_WHAT YOU HAVE TO DO_:
Look for the word "with" in the entries and copy each line where it appears.

- Opening Delimiter -

PR #546, opened 2018-10-12
Simplify autotools machinery

joshuagl:
We don't need to explicitly check for the existence of gdbus-codegen, nor store its path. It should be safe to assume that the binary is available on `PATH` for any system with the gio pkg-config files available.


flihp:
First commit here is good, second one undoes the goodness from the first one and a bunch of other checks. The second commit looks like it was done in anger really :smile: Closing this PR, will have another open with the first commit and a bit of cleanup.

- Closing Delimiter -

_ANSWER FOR THIS EXERCISE_:
We don't need to explicitly check for the existence of gdbus-codegen, nor store its path. It should be safe to assume that the binary is available on `PATH` for any system with the gio pkg-config files available.
First commit here is good, second one undoes the goodness from the first one and a bunch of other checks. The second commit looks like it was done in anger really :smile: Closing this PR, will have another open with the first commit and a bit of cleanup.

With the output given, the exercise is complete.